A parade of big companies is under investigation for inflating their earnings during the stock-market boom of the 1990s. Now some of them see an unusual silver lining: They want back the taxes they overpaid along the way.
In the latest wrinkle in the unfolding series of corporate scandals, MCI and Enron Corp. are in the process of collecting or filing for tax refunds or credits from the Internal Revenue Service because of tax payments on billions of dollars they falsely claimed to have earned. Qwest Communications International Inc., which plans to restate $2.2 billion in revenue, also is likely to seek a refund. Embattled HealthSouth Corp., accused of overstating its earnings by more than $2 billion, said that it hasn't made a final decision to file for a refund but is considering it.
Fraud or not, the current tax code makes no distinctions. It is a basic tenet of tax law -- both for individuals and corporations -- that those who overpay are entitled to a refund.
With the number of corporate scandals and expected financial restatements at a historic high, no one knows just yet how much the federal government could have to forfeit on the refunds and credits. Even if such credits are ultimately lowered as part of settlements, observers believe that the federal government will probably be out hundreds of millions of dollars.
Investigations into fraud at MCI, which recently changed its name from WorldCom Inc., have uncovered accounting irregularities that are now expected to reach $11 billion. The fraud masked two years of losses at the country's second-largest long-distance company during the height of the telecommunications and technology boom of the late 1990s.
Already, as MCI prepares to emerge from bankruptcy in September, a person close to the situation says it has collected tax refunds of nearly $300 million on those now-discredited profits.
Richard Lipton, a tax attorney for the Chicago-based law firm Baker & McKenzie, said corporate fraud should have no effect on the ability of companies to recoup tax overpayments. "It's not the government's money, it's the shareholders' money," Mr. Lipton said, adding that corporate penalties for making a false tax return are capped at $500,000.

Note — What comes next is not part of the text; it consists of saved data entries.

PR #604, opened 2018-10-06
Replacing custom slugify with python-slugify

nixjdm:


setup.py
```diff
@@ -28,18 +28,19 @@
     zip_safe=False,
     platforms='any',
     install_requires=[
+        'Babel',
+        'EXIFRead',
+        'Flask',
         'Jinja2>=2.4',
         'click>=6.0',
-        'watchdog',
```
xlotlu: it would be nice if this great rearrangement were a different commit
/OCD :)

nixjdm:
This should be pulled just prior to the next minor version bump. It is compatible with the existing slugify for all of the the easy and common cases, but not for many other things. It could potentially rebuild a site with new paths and thus break any hard-coded links.

xlotlu:
@nixjdm

runfalk:
I really think we should put this in the release announcement since it's a breaking change (i.e. indexed pages on search engines may become 404).

Issue #455, opened 2017-09-20
Unclosed file objects in deploy


nixjdm:
See from the most recent deploy of the getlektor website, https://travis-ci.org/lektor/lektor-website.

There are what appear to be some unclosed file objects around line 736:

```
Deploying to Production
  Build cache: /home/travis/.cache/lektor/builds/7895ab62e64441423911ee654bd1b85f
  Target: rsync://deploy@flow.srv.pocoo.org/srv/websites/getlektor.com/static
  Warning: Permanently added the ECDSA host key for IP address '148.251.50.164' to the list of known hosts.
  sending incremental file list
  index.html
  
  sent 21885 bytes  received 410 bytes  6370.00 bytes/sec
  total size is 24250704  speedup is 1087.72
Done!
/home/travis/virtualenv/python3.5.4/lib/python3.5/site.py:165: DeprecationWarning: 'U' mode is deprecated
  f = open(fullname, "rU")
/home/travis/virtualenv/python3.5.4/lib/python3.5/site-packages/lektor/cli.py:326: ResourceWarning: unclosed file <_io.BufferedReader name=5>
  for line in event_iter:
/home/travis/virtualenv/python3.5.4/lib/python3.5/site-packages/lektor/cli.py:326: ResourceWarning: unclosed file <_io.BufferedReader name=7>
  for line in event_iter:
```

bbbart:
same problem here with Lektor 3.1.1 and Python 3.6.5

is this related to the `temp` directory not being removed after deploy in the project's root?

RussellJTech:
I, too, get the same problem with Lektor 3.1.1 and Python 3.6.5.

I just used lektor quickstart to create [a demo site](https://russelljtech.github.io/lektor-demo-site/) and deployed it to [GitHub Pages](https://github.com/RussellJTech/lektor-demo-site). My deploy command was "lektor deploy --output-path ./output". My repos' [README.md](https://github.com/RussellJTech/lektor-demo-site/blob/master/README.md) details the steps that I followed, and the attached file gives my Windows command line output. 
[20180616 lektor deploy output.txt](https://github.com/lektor/lektor/files/2108577/20180616.lektor.deploy.output.txt)

Thankfully, my [demo site](https://russelljtech.github.io/lektor-demo-site/) seems to be functioning fine.

In addition to the "ResourceWarning: unclosed file ..." warnings, there was the following error:

  Fetching origin
  fatal: Couldn't find remote ref refs/heads/gh-pages
[...]

PR #615, opened 2018-10-25
Fix minor deployment issues

uyar:
This PR fixes the warning about unclosed file objects during deploy (#455) and also removes the temporary -empty- directory.


uyar:
The edit link patch is mistakenly included, I'm closing this PR.

PR #620, opened 2018-11-17
Fix #588 - modified utils.py

### LINKED ISSUE #588: `url` filter returns url with one relative `../` too many when called from a dotted slug
When calling the `url` filter from a page with a dotted slug (e.g. `/takecontactform.php`), 
the filter returns a relative url to the designated target that has one relative level `../`
too many.

A template containing `<a href="{{ '/home'|url }}">Home</a>` would point to `../../home`
instead of `../home` when rendered for `/takecontactform.php`.

The same issue applies to the `asseturl`filter.

f-seven:
Modified def make_relative_url(base, target): so it checks whether the base path belongs to a dotted slug. If so, the depth is reduced by one to point to the target at the right level.

Addresses issue #588 in Github.

### DIFF
--- a/lektor/utils.py
+++ b/lektor/utils.py
@@ -537,6 +537,13 @@ def make_relative_url(base, target):
     else:
         depth = ('/' + base.strip('/')).count('/')
         prefix = ''
+        # If the last part of the base path contains a dot, the page will 
+        # render into, for example "404.html" instead of "404/index.html".
+        # Any relative links from it therefore need one less level of depth.
+        if '.' in base.strip('/').split('/')[-1]:
+            depth -= 1
+            if depth == 0:
+                prefix = './'
 
     ends_in_slash = target[-1:] == '/'
     target = posixpath.normpath(posixpath.join(base, target))
--- a/lektor/utils.py
+++ b/lektor/utils.py
@@ -537,7 +537,7 @@ def make_relative_url(base, target):
     else:
         depth = ('/' + base.strip('/')).count('/')
         prefix = ''
-        # If the last part of the base path contains a dot, the page will 
+        # If the last part of the base path contains a dot, the page will
         # render into, for example "404.html" instead of "404/index.html".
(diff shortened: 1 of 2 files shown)


DeeUnderscore:
Whitespace complaints raised by the linter aside, this seems to solve the issue.

runfalk:
Sorry about the silence on this issue. I haven't taken the time to understand the issue this solves.

If you make sure the linter is happy I'll make sure that this PR gets a proper review. I'd also like to see a unit test that covers this behavior.

f-seven:
Thanks for your feedback. I found the issue the linter was complaining about and fixed it.

A unit test would indeed be good. I am very new to this and therefore unsure if I could help. Are there any infos/links on how unit tests are handled in lektor?

runfalk:
I'll be happy to walk you through it. As there doesn't seem to be any existing tests for it you should add a new one to the end of [tests/test_utils.py](https://github.com/lektor/lektor/blob/master/tests/test_utils.py).

```python
@pytest.mark.parametrize("base, target, expected", [
    # A few different edge cases goes here, one testcase per line
    ("/", "./", "/"),
    # ...
    # Add as many test cases as you see fit. You definitely want one test case for the
    # new behavior.
])
def test_make_relative_url(base, target, expected):
    assert make_relative_url(base, target) == expected
```

This uses [pytest](https://pytest.org/)'s [parametrized tests](https://docs.pytest.org/en/latest/parametrize.html) functionality if you need help with the documentation.

To run the tests locally you should simply be able to execute the `pytest` command in the root of the repository (provided that you have installed it).

This is how I setup my development environment: I create a [virtual environment](https://realpython.com/python-virtual-environments-a-primer/) (follow the python 3 instructions) and then I run `pip install -e .[test]` inside that environment to install everything.

f-seven:
Thanks for your help. It has really helped me get started.
 
I committed the changes to test_utils.py.

PR #637, opened 2019-03-07
On reinstall plugins now won't be initialized and won't receive events

germn:
If you run `lektor plugins reinstall` every plugin's `on_setup_env` event will be triggered.

It's unexpected behavior and this PR fixes it. Plugins now will be just reinstalled.


nixjdm:
Thank you for the PR! It indeed should be unexpected behavior.

Without this, someone could more easily run plugin code on install, which is not something I want to encourage.

----
The failing tests are unrelated to this.

PR #644, opened 2019-04-04
Fix no-else-raise pylint warning

vnznznz:


skorokithakis:
This is kind of a silly warning, but I prefer the separate-if shortcircuiting anyway, thanks!

vnznznz:
I just *had* to fix your red CI badges ;)

PR #651, opened 2019-05-12
Lektor 613 - Passing extra_flags to all plugin events

### LINKED ISSUE #613: Make extra flags more broadly available
Right now `extra_flags` is being inconsistently passed to plugin events;

- directly to the `server_spawn`
- nested inside the `builder` object for the events that receive that.
- not at all for others.

I think this should open up, so that all plugin events should directly receive `extra_flags`. This will offer greater functionality for the events that currently don't have it at all (like `setup_env`), and a standard so a plugin developer has a single way of accessing it. After this the docs should be amended to say a little more about the `extra-flags`, and how to access them.

This should not break most existing plugins since the plugin docs have for a long time advised receiving `**extra` in case additional arguments are passed in the future, just like this.

nixjdm:
Fixes #613.

This passes extra_flags to every plugin event, and allows extra_flags in a few more commands like `clean` and `dev shell`. This includes tests for most of the added functionality.

The tests could be improved, but the bigger deficiencies are not easy to overcome:

-  Testing the events hooked by `lektor server`; `server_spawn` and `server_stop`. Maybe there's an easy way I haven't thought of?
- Including cli triggered hooking of the markdown config commands. Tough because of the markdown thread local.
- Cleaning up after creating and installing plugins within the single pytest command. That's much more difficult than I originally realized. See inline comment block.

IMO, none of those are bad enough to block this. I'll happily accept recommended changes though if someone thinks of something I haven't :)

Ping @Andrew-Shay, for https://github.com/lektor/lektor-website/pull/256.

### DIFF
--- a/Makefile
+++ b/Makefile
@@ -19,7 +19,7 @@ pex:
 
 test-python:
 	@echo "---> running python tests"
-	py.test . --tb=long -svv --cov=lektor
+	py.test . --tb=long -vv --cov=lektor
 
 coverage-python: test-python
 	coverage xml
--- a/lektor/cli.py
+++ b/lektor/cli.py
@@ -116,17 +116,19 @@ class Context(object):
             return rv
         return self.get_project().get_output_path()
 
-    def get_env(self):
+    def get_env(self, extra_flags=None):
         if self._env is not None:
             return self._env
         from lektor.environment import Environment
-        env = Environment(self.get_project(), load_plugins=False)
+        env = Environment(self.get_project(), load_plugins=False,
+                          extra_flags=extra_flags)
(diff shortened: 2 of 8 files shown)


skorokithakis (approved):
This looks good to me at a first glance, but I'm not super duper familiar with the codebase.

nixjdm:
Looks like I messed up the working directory pathing of the tests a bit. I'm fixing that.

Thanks for the look!

nixjdm:
I think I'm done modifying this, tweaking the tests.

goanpeca:
Looks pretty good in general :-)

PR #656, opened 2019-06-06
[lektor-654] plugin compatibility and deprecation notice

### LINKED ISSUE #654: Improve error reporting when plugins don't catch extra_flags / **extra
By #652, some plugins may not be actually catching `**extra` or `extra_flags`. Since #651, they will need to. If they don't, Lektor should report a more useful error, indicating at least which plugin is causing trouble, so that it can be fixed.

nixjdm:
resolves #654 

This adds back in compatibility with plugins not ready for extra_flags on all events, and enables that with a DeprecationWarning.

### DIFF
--- a/lektor/pluginsystem.py
+++ b/lektor/pluginsystem.py
@@ -1,5 +1,6 @@
 import os
 import sys
+import warnings
 from weakref import ref as weakref
 from inifile import IniFile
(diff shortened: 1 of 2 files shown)


runfalk:
Looks good to me

PR #667, opened 2019-07-26
Update react to v16 and react-router to v3

### LINKED ISSUE #430: Fix React-Router warnings
When you open console on admin edit pages, there are react router warnings. Better fix them, before it's too late (:

```
Warning: [react-router] It appears you have provided a deprecated history object to `<Router/>`, please use a history provided by React Router with `import { browserHistory } from 'react-router'` or `import { hashHistory } from 'react-router'`. If you are using a custom history please create it with `useRouterHistory`, see http://tiny.cc/router-usinghistory for details.
warning
Warning: [react-router] `props.history` and `context.history` are deprecated. Please use `context.router`. http://tiny.cc/router-contextchanges
warning
Warning: [react-router] adding multiple leave hooks for the same route is deprecated; manage multiple confirmations in your own code instead
```

### LINKED ISSUE #431: Fix React warnings

davidferguson:
### Issue(s) Resolved

Fixes #430 
Fixes #431 

### Related Issues / Links

Related to #458 and all other admin interface issues.

### Description of Changes

* [x] Used [react-codemod](https://github.com/reactjs/react-codemod) to automatically modify all instances of React.createClass to native classes, or `createReactClass` where mixins were used.
* [x] Upgraded `react` to v16.8.6 (latest as of writing)
* [x] Upgraded `react-router` to v3.2.2 (a version that supports react v16, but is also mostly compatible with react-router v2)

Having the admin UI run on react v15 is a pain as it prevents adding react components that only support react v16. There has been discussion previously in #430 and #431 about upgrading, however it was always put off due to the issues raised in #458 about people wanting the admin UI re-written, maybe not in React, due to current limitations.

This PR isn't trying to get into that debate. It is more of a "bodge job" than an actual fix, as it does not re-write the code to use pure v16 technologies, and instead relies on packages like `createReactClass` which is "*A drop-in replacement for React.createClass*". Additionally, `react-router` is only upgraded to v3.2.2 and not v4 (or v5 - they seem to have odd versioning) as would be ideal, as v3 is mostly compatible with v2, and also support react v16.

The goal of this PR is to update react in the admin UI, to make it more usable in it's current state.


lektor/admin/package.json
```diff
@@ -19,7 +19,7 @@
     "extract-text-webpack-plugin": "^3.0.0",
     "file-loader": "^0.11.2",
     "font-awesome": "^4.3.0",
```
runfalk, line 22: I think we should depend on `create-react-class` directly. Currently it's indirectly provided by `react-router`.

runfalk (changes requested):
Thank you for this PR.Glad to see the warnings are gone!

I see no problem in merging this as a stop-gap measure until other issues are solved. I'll merge this as soon as my requested change is sorted out.

lektor/admin/package.json
davidferguson: Fixed, I think I assumed react-codemod would add this in automatically, but it didn't.

davidferguson:
This appears to introduce an error that I didn't spot during testing - when you save a content page, it errors out with ``TypeError: Cannot read property 'pushState' of undefined``. I'm looking into this now.

davidferguson:
Fixed, it involved replacing calls to `props.history` with their replacements in `context.router`. This should be good to close now.

lektor/admin/package.json
```diff
@@ -2,7 +2,9 @@
   "name": "lektor",
   "version": "0.0.0",
   "private": true,
-  "dependencies": {},
+  "dependencies": {
+    "create-react-class": "^15.6.3"
```
runfalk: It's a bit weird to have this as a normal dependency when everything else is a dev-dependency :o)

lektor/admin/static/js/components/Component.jsx
```diff
@@ -1,17 +1,17 @@
 'use strict'
 import dialogSystem from '../dialogSystem'
 import BaseComponent from './BaseComponent'
+import PropTypes from 'prop-types'
 
 class Component extends BaseComponent {
-  constructor (props) {
-    super(props)
+  constructor (props, context) {
+    super(props, context)
```
runfalk, line 8: I'm not really sure how context works here. This should call `BaseComponent`'s constructor here (which is the same as `React.Component`). I can't find anything about a second argument for it (https://reactjs.org/docs/react-component.html#constructor). Where is this passed from?

davidferguson: See https://reactjs.org/docs/legacy-context.html#referencing-context-in-lifecycle-methods - I didn't realise it, but it's actually a legacy API that will be removed after React 16. I don't think that's a huge issue though, as it works, and as mentioned this is a stopgap fix to get react to 16, rather than a rewrite to make it work with 16 concepts and APIs.

lektor/admin/package.json
davidferguson: Fixed in 2dbb05e - I think I must have run `--save` rather than `--save-dev`!

lektor/admin/static/js/components/Component.jsx
runfalk: I agree, let's get this merged.

PR #670, opened 2019-07-29
flow rendering fix - admin UI

davidferguson:
### Issue(s) Resolved

*no open issues about this*

Fixes issue of constant unnecessary mounting/unmounting of flow widgets. For complex widgets that parse values on mount (such as gui markdown editor, and others), this has big performance issues.

### Description of Changes

* [x] Make serialization of data occur only when data is loaded by the API
* [x] Make flow's `deserializeValue` a pure function

---

On `EditPage.jsx`, every time a field is updated (ie. user changes text in a strings field), the render method is called.

This causes `renderFormFields` to be called, which in turn calls `renderFormField` for each field. The value prop for each field is set to `getValueForField`.

`getValueForField` looks first at `state.recordData`, but this might not be set, as by default, this is empty, and is only populated when a field calls its `onChange` prop. Therefore, if `state.recordData` is empty (which it will be if a field hasn't been changed and onChange hasn't fired), it grabs the value from `state.recordInitialData`, which is populated by the result of the initial API call.

This value might be serialized, and it wants the deserialized value, so it checks if the static function `deserializeValue` exists on the appropriate widget class, and if so, calls it on the serialized value to get the deserialized value.

This is all fine, except that `deserializeValue` is not a pure function for a flow widget. `deserializeValue` increments the `lastBlockId` counter inside `flowWidget.jsx`, which is used to keep track of how many flow blocks are displayed (ie. when a new flow block is added, `lastBlockId` is incremented).

When deserializing the flow widget content, `lastBlockId` is used to create unique `localId`s for each flow block, which is then used for the `key` prop in the widget. However, as `deserializeValue` isn't pure, and can be called many many times, this leads to the deserialized blocks getting new `localId`s every time it is called, and as this is used for the `key` prop, this forces a unmount/mount of the flow blocks.

The fix for this is to remove `state.recordInitialData`, and make it so that when the data is fetched from the API, instead of setting `state.recordInitialData` to the API data and `state.recordData` to empty, it goes through the API data, deserializes where appropriate, and puts this in `state.recordData`.

This means that deserialization happens **once** - when the data is loaded (which matches up nicely with serialization, which happens once when the page is saved).

Additionally, static method `deserializeValue` was converted into a pure function, which removes the need for the global `lastBlockId` in `flowWidget.jsx`.

### DIFF
--- a/lektor/admin/static/js/views/EditPage.jsx
+++ b/lektor/admin/static/js/views/EditPage.jsx
@@ -13,7 +13,6 @@ class EditPage extends RecordEditComponent {
     super(props)
 
     this.state = {
-      recordInitialData: null,
       recordData: null,
       recordDataModel: null,
       recordInfo: null,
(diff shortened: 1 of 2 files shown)


nixjdm (approved):

nixjdm:
Still looks good to me! Merging. Thanks @davidferguson!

The overpayments are one more thing for shareholders to be upset about, since companies were deprived of the use of that cash. "You are really in a sense shortchanging shareholders," says Henry Hu, a corporate and securities-law professor at the University of Texas Law School. "It is a perverse set of circumstances. You are basically making gifts to the government in order to make yourself not look bad."
In a recent study of 27 companies charged with fraud, a University of Chicago accounting professor, Merle Erickson, found that top management apparently was willing to sacrifice tax payments made in cash in order to publicly report sham earnings and revenue gains. His study found that, on average, companies "sacrificed" 11 extra cents in taxes for each dollar of fraudulent earnings.
As it turns out, companies committing fraud were more afraid of the IRS than of their own auditors. Also, tax payments in the late 1990s weren't too much of an impediment to earnings as companies touted the measure known as Ebitda, or earnings before interest, taxes, depreciation and amortization as a more accurate gauge of their results and growth potential.
Even Enron, which paid just $63 million in taxes between 1996 and 2001, is seeking tax credits, say people familiar with the matter. That may be tough to collect, however, since the IRS has claims of its own, one person familiar with the company said. Enron spokesman Mark Palmer said that the company is "in settlement discussions with the IRS."
As Richard Lipton and Henry Hu point out above, it really is the shareholders' money that was stolen and given as a gift to the government to prop up the appearance of respectability. The IRS acted as an unwitting toll booth on the way to legitimizing the imaginary profits. These companies couldn't have achieved have the results they did simply by doing business, so they created a house of mirrors that included paying hundreds of millions of dollars in actual taxes that protected the illusion from further scrutiny. For a while, anyway.
Getting the money back from the IRS, out of the hands of the Bush administration (which helped to create this haze of corporate irresponsibility), and into the deserving hands of the shareholders who were swindled is therefore, in the words of an embattled Martha Stewart, still a good thing.